Zionism has always been about two key claims: first, that the Jews need a state of their own, and second, that this state should be in Palestine. After the Holocaust, many Jews and non-Jews alike were more than convinced by the first claim. The earlier converts to Zionism, who migrated in the thousands to Ottoman or British Palestine, were vindicated in their decisions; those who remained in Europe, no matter how they assimilated, were not. But the Holocaust is receding from memory: one of its survivors was among the slain on 7 October, and there aren’t many others left. And, in a symbolic nominal and chronological exchange, Nakba seems to be taking on some of the moral weight that the Holocaust once had, Israeli history starting in 1948 rather than 1945.

Like much of the new wave of anti-imperialist popular history, this offers the kind of subversive counter-narrative that many in Gen Z crave — resentful, perhaps, of hearing so much about the Holocaust. The Nakba becomes the other genocide, the one “they didn’t teach you about at school”. (It is perhaps striking that there is, to my knowledge, no agreed-upon name for the Jewish exodus from the Islamic world which it is contemporaneous with.) Pro-Palestine scholars such as Ilan Pappé deliberately craft parallels between the Nakba and the Holocaust: Pappé’s The Ethnic Cleansing of Palestine (2008), a staple of activist reading lists, mistranslates part of David Ben-Gurion’s diary to give the false impression that the Jews in 1948 were preparing to gas the Arabs. There must be, in the eyes of those who view this substitution as total, something irresistibly compelling — something almost fable-like — about the idea of Jews becoming Nazis.

Gen Z, of course, are not the first generation to feel broadly hostile towards Israel.
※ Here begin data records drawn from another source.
PR #3042, opened 2024-08-08
ci: publish continuous releases

prisis:
This would enable preview releases (like netlify/vercel previews) but for faker as package

## Examples
Something like this would be possible:

npm i https://pkg.pr.new/@faker-js/faker@173
And this would install the package from pull request number 173.

npm i https://pkg.pr.new/@faker-js/faker@902743b
And this would bring the commit version of the package.

## Motivation
This way, it'd be way easier to try out new pull requests, features and bug fixes. As it allows for a smoother feedback loop on the development cycle.

---

Now we only need to install the [app](https://github.com/apps/pkg-pr-new) so we can have the pr being released!


.github/workflows/pr.yml
```diff
@@ -65,3 +65,42 @@ jobs:
...
+
+      - name: Install deps
+        run: pnpm install
+        env:
+          CYPRESS_INSTALL_BINARY: 0
+
+      - name: Generate code
+        id: generate
+        run: |
+          pnpm run generate:locales
```
prisis, line 99: Do i need this?

xDivisionByZerox:
[GitHub let's you checkout PRs](https://docs.github.com/de/pull-requests/collaborating-with-pull-requests/reviewing-changes-in-pull-requests/checking-out-pull-requests-locally?tool=cli) as well. If you don't want to use the GH cli, you can also add the PR requester's remote and checkout their branch. Lastly, you could apply the raw patch to your local version.
Why do we need this? I really dislike the thought of fludding some registry (be it npm or anything else) for the sake of "convenience" (that already has a working process). Keep in mind that each release is 10 mb of storage.

prisis:
This would allow you to install only the bundle package, no need for git or build process, just npm i, i a different project to check if something was fixed, otherwise you need to play around with symlink, pnpm link etc

Plus you can run all playground/examples on every MR

Shinigami92:
**Team Decision**

Right now we do not have any internal use case and also don't know any consumer related feedback. Do you (@prisis) have any need or know someone else that has the need? Otherwise we would be in favor of closing this until there is a need.

prisis:
Just seeing it as a simple solution to test all branches without needing to checkout the branch and test for example a fix for the times, I just install it and have a fast response if it works. 

In the end it's a proposal

ST-DDT:
Currently, I either can review a PR by just looking at it or I would like to play with the actual code a bit to see whether I can improve it. When I do that I can also use our playground to test the various aspects of the change, stackblitz doesn't work well for me to test faker features (I mainly see it as a demo).
AFAICT the others think the same regarding this (not sure about stackblitz).

So we would like to close this for now, until there is demand for this from either the community or us.
Thanks for creating this proposal regardless ❤️

PR #4093, opened 2026-09-13
infra: always export using qualified name

ST-DDT:
Change all small modular functions to be prefixed with their module name.

This will likely match their public API naming.

You can review it commit by commit:

- `infra: always export using qualified name`
- `infra: temp adapt script to rename all methods`
- ~~`refactor: rename all methods (scripted)`~~ or `pnpm run generate:module-tree`
- `infra: revert temp script changes for rename` (clean revert of step 2)
- ~~`refactor: regenerate module-tree (scripted)`~~ or `pnpm run generate:module-tree`
- ~~`chore: format`~~ or `pnpm run format`
- `postfix modules`
- `fix: api-docs generation + jsdoc verification`
- `fix: jsdoc see references`

Doing it commit by commit (ignoring scripted ones) makes the review process way easier.

Splitting this into smaller PRs is near impossible/too much work, so I won't do it this time.

PR #4094, opened 2026-09-13
infra: fix examples with locale core

ST-DDT:
Fix issues from transformation step, that were missed by the script.

e.g. `fakerDE.location.city()` -> `city(fakerCoreDE)`

The change is only in the function files, as the modules should retain the existing code.

Apidocs and Tests are currently not affected, since they use the module code (This will likely change in a future PR, since the function files are now the source of truth/implementation).

---

> [!NOTE]
> To actually use the adjusted examples, we have to create exports for localized `FakerCore`s -> PUBLIC API.


src/modules/location/city.ts
```diff
@@ -8,7 +8,7 @@ import { Faker } from '../../faker';
  *
  * @example
  * city(fakerCore) // 'East Jarretmouth'
```
Shinigami92, line 10: **note (non-blocking):** unrelated to this PR, but should these be e.g. `locationCity(fakerCore)`?

Shinigami92 (approved):

src/modules/location/city.ts
ST-DDT: You mean like this:

- https://github.com/faker-js/faker/pull/4093

PR #4097, opened 2026-09-16
feat(locale): add missing common surnames to en person last names

AmritD:
### Problem

`en` is the default locale for anyone who doesn't pick one, but its `person.last_name` list has poor coverage of the most common English surnames.

**40 of England's 60 most common surnames are missing**, including `Taylor` (rank 3), `Williams` (5), `Wilson` (6), `Davies` (8), `Evans` (13), `Hall` (18), `Thomas` (19), `Clarke` (20), `Lewis` (35) and `Baker` (36).

The list does carry a long tail of very rare names inherited from the original faker.js. `Altenwerth`, for instance, has around 66 bearers worldwide, all of them in Germany, and ranks roughly 2,352,516th globally. It is in the English surname list; `Williams` is not.

So `faker.person.lastName()` seldom returns a surname that reads as ordinary.

### Changes

Data only, additive, one locale file: `src/locales/en/person/last_name.ts`, 473 to 534 entries. Nothing removed or renamed.

61 surnames that are common across English speaking countries. This closes the England top-60 gap, and also fills gaps in common US surnames: `Miller` was already there, but `Nelson`, `Stewart`, `Peterson`, `Reed` and `Brooks` were not.

<details>
<summary>The 61 names</summary>

Allen, Baker, Begum, Bell, Bennett, Brooks, Butler, Campbell, Clark, Clarke, Coleman, Cook, Cooper, Cox, Davies, Edwards, Evans, Foster, Gray, Hall, Hamilton, Harrison, Henderson, Hill, Howard, Hughes, Jackson, James, Kelly, Khan, Lee, Lewis, Long, Martin, Morgan, Morris, Nelson, Patel, Patterson, Perry, Peterson, Phillips, Powell, Reed, Richardson, Robinson, Rogers, Sanders, Scott, Shaw, Simmons, Singh, Stewart, Taylor, Thomas, Watson, Williams, Wilson, Wood, Wright, Young

</details>

### Sourcing

No list was copied from a single source. Candidates were drawn from general knowledge of English surnames, then each was checked against Forebears' name-distribution data, and the common-name ranking was cross-checked against its England frequency table.

### Verification

`pnpm run preflight` passes: 54,260 tests green, lint clean, no type errors.

`generate:locales` produces no further diff, so the added entries already match the project's own normalisation, including the sort order and the double-quoted apostrophe names.

`test/locale-data.spec.ts` passes, and the character-inventory snapshot is unchanged, since every added name is plain ASCII and that inventory already covers a-z and A-Z.

Six seeded snapshot files update: person, internet, git, company, finance and location. Every change is a name substitution caused by the array length changing. For example `person > 42 > lastName > with sex` goes from `Wiegand` to `Wilkinson`.

### Notes

An earlier revision of this PR also added 38 Yorkshire and Lancashire surnames. Per review those belong in `en_GB` rather than the generic `en` locale, so they have been removed here. They will follow in a separate PR that gives `en_GB` a surname list of its own, since a partial list there would shadow `en` entirely.

Seeded output for the default instance changes, which per CONTRIBUTING is a locale-data change and needs no migration-guide entry.


ST-DDT (dismissed):

matthewmayer:
In general its an improvement but i think there's an argument that the regional names like Shufflebotham belong in the en_GB locale rather than the generic en locale. 

`en` should probably be names which are reasonably common across all English speaking countries e.g. UK, USA, India, Canada, Australia etc.

xDivisionByZerox (changes requested):
> en should probably be names which are reasonably common across all English speaking countries e.g. UK, USA, India, Canada, Australia etc.

@AmritD could you remove the "38 regional surnames" (as stated by your PR decription) from the default `en` locale and put them in the `en_GB` locale instead. The "61 common surname" can stay in the `en` locale.

AmritD:
> > en should probably be names which are reasonably common across all English speaking countries e.g. UK, USA, India, Canada, Australia etc.
> 
> @AmritD could you remove the "38 regional surnames" (as stated by your PR decription) from the default `en` locale and put them in the `en_GB` locale instead. The "61 common surname" can stay in the `en` locale.

@xDivisionByZerox Happy to move them. One thing worth checking first though.

`en_GB` has no `person/last_name.ts` at the moment, so it currently falls through to `en`. Because `mergeLocales` replaces a definition key rather than concatenating it, adding a file there with only the 38 regional names makes those the entire `en_GB` surname pool. I tried it locally to be sure: the pool drops from 572 names to 38, and `Smith` and `Taylor` become unreachable for `en_GB`. The existing `en_GB` `last_name_pattern` hyphenates a pair one time in ten, so you also get `Haigh-Shufflebotham` and `Winterbottom-Hardcastle`, both real outputs from that build.

So I think the move implies giving `en_GB` a surname list of its own: the 38 regional names plus a sourced set of common British surnames, somewhere around 200 entries to sit in line with `en_AU` (279) and `en_ZA` (236). Several of the names in this PR would fit better there than in `en` anyway, `Davies`, `Evans` and `Griffiths` in particular.

I can build that here if you want it in one go. If you would rather keep this PR small, I can drop the 38 from `en` so the 61 common names merge on their own, and open `en_GB` as a follow-up.

matthewmayer:
Yes. Suggest just add the globally common names in this PR for en

Then create a separate PR with names suitable for across the UK for en_GB.

AmritD:
@xDivisionByZerox @matthewmayer 
Done, thanks both. The 38 regional names are out of `en`, leaving the 61 that are common across English speaking countries, so the file goes from 473 to 534 entries. Description updated to match, and preflight is green.

The `en_GB` list will follow as a separate PR. I'll make that a complete list rather than a partial one, so it doesn't shadow `en`.

ST-DDT (approved):

matthewmayer (approved):

matthewmayer:
LGTM. Will review the en_gb PR seperately.

I'd also be happy with another PR which strips out the especially obscure last names from `en` like Altenwerth, Gusikowski or Wisozk.

Shinigami92 (approved):

ST-DDT:
@xDivisionByZerox Could you please re-review this PR (or dismiss your stale review)?

PR #4104, opened 2026-09-22
test: assert public api contents

ST-DDT:
In preparation of upcoming changes to the codebase, we need to ensure that we don't accidentally add or remove values or types from the public api.

This PR adds a test that creates a snapshot of the types and values exported from the main index.ts.

The test likely needs to be amended when we export the SMFs, but it is a foundation.


Shinigami92:
_Random idea I have not proofed yet if possible/valid_: could we use `.spec-d.ts` / https://vitest.dev/guide/testing-types.html for this instead? 🤔 That way we wont test only that something exists, but also that it realistically exists and is exported as correctly typed 🤔

ST-DDT:
AFAICT it does not support snapshots, so you would have to manually adjust them every time.
The problem with correctly typed is, that the check itself relies on the value being checked.

expectTypeOf<VatCoutyCode>().toBeTypeOf<VatCountryCode>();

But unless you have a static copy of the type, both side will change at the same time.
If you have an idea to work around that, please let me know.

Shinigami92:
> AFAICT it does not support snapshots, so you would have to manually adjust them every time. The problem with correctly typed is, that the check itself relies on the value being checked.
> 
> expectTypeOf().toBeTypeOf();
> 
> But unless you have a static copy of the type, both side will change at the same time. If you have an idea to work around that, please let me know.

That makes so much sense 🤦 I haven't thought it from that angle 👍 Thanks for clearing that.
I will hopefully do a more review this evening, but cannot promise it, cause my Steam Frame arrives today 🤓

PR #966, opened 2020-12-11
Fix math in practice answers

jarosik10:
for: https://github.com/openstax/unified/issues/1399

### DIFF
--- a/src/app/content/practiceQuestions/components/Answer/styled.tsx
+++ b/src/app/content/practiceQuestions/components/Answer/styled.tsx
@@ -9,6 +9,11 @@ export const AnswerExcerpt = styled.span`
   ${textRegularStyle}
   width: 100%;
   padding: 0;
+  overflow: auto;
+
+  * {
+    overflow: initial;
+  }
 `;
 
 // tslint:disable-next-line: variable-name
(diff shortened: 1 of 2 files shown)


src/app/content/practiceQuestions/components/Answer/styled.tsx
```diff
@@ -9,6 +9,11 @@ export const AnswerExcerpt = styled.span`
   ${textRegularStyle}
   width: 100%;
   padding: 0;
+  overflow: auto;
+
+  * {
+    overflow: initial;
+  }
```
PiotrKozlowski, line 16: Do we need this for something?

PiotrKozlowski (changes requested):
I'll wait with approving this pr for Kim to answer: https://github.com/openstax/unified/issues/1399#issuecomment-743091093

src/app/content/practiceQuestions/components/Answer/styled.tsx
jarosik10: It makes the math visible. Similar styles are added to `<ContentExcerpt>` to make the math visible in question content as well.

PiotrKozlowski (approved):

PR #969, opened 2020-12-14
Fixing errors and warnings on unit tests

KarinaMendez2:
for: https://app.zenhub.com/workspaces/openstax-unified-5b71aabe3815ff014b102258/issues/openstax/unified/1394


PiotrKozlowski (changes requested):
About the issue with `PageWithMockedHighlighter.spec.tsx`:
If you add `Highlighter.mock.instances[1].getOrderedHighlights.mockReturnValue(mockHighlights);` in the line `158` then it doesn't throw an error, however, there is still an issue with
```
Warning: An update to %s inside a test was not wrapped in act(...).
...
```

I didn't found why this is happening

src/app/components/ScrollLock.tsx
```diff
@@ -39,14 +39,19 @@ const fadeIn = keyframes`
...
   className?: string;
+  onClick?: () => void;
   mobileOnly?: boolean;
   zIndex?: number;
 }
 
 // tslint:disable-next-line:variable-name
 export const Overlay = styled(({ mobileOnly, zIndex, ...props}: OverlayProps) => {
   useDisableContentTabbing();
-  return <div {...props} />;
```
TomWoodward, line 49: you should leave this spread, because the props include everything that you can put on a div

TomWoodward (changes requested):

src/app/components/ScrollLock.tsx
KarinaMendez2: the `onClick` was giving a weird console error, refactoring it the way I did fixed it

KarinaMendez2: or `className`, one of those

KarinaMendez2: nvm something from master fixed the issue, changing it back

TomWoodward (approved):

PiotrKozlowski (approved):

But what’s striking is the intensity of their hostility — something which can only be understood as part of the broader story of how political activism works post-2020, and how the Holocaust’s near monopoly on our understanding of evil has been challenged. Before, Israel could effectively sell a narrative that was highly appealing to young idealists — one of a downtrodden people who, emerging from the gas chambers, dared to assert their place in the world.

But as Israel’s power has grown, as it has shifted Rightwards, as the plight of the Palestinians has become more desperate, and as we move further in time from the Holocaust, that lustre has worn off. On the fundamental question of Israel’s right to exist, Israel is losing the battle for young hearts and minds. Instead, with their own claims to anticolonial resistance and racial victimhood, it’s the Palestinians, now, who are telling the better story.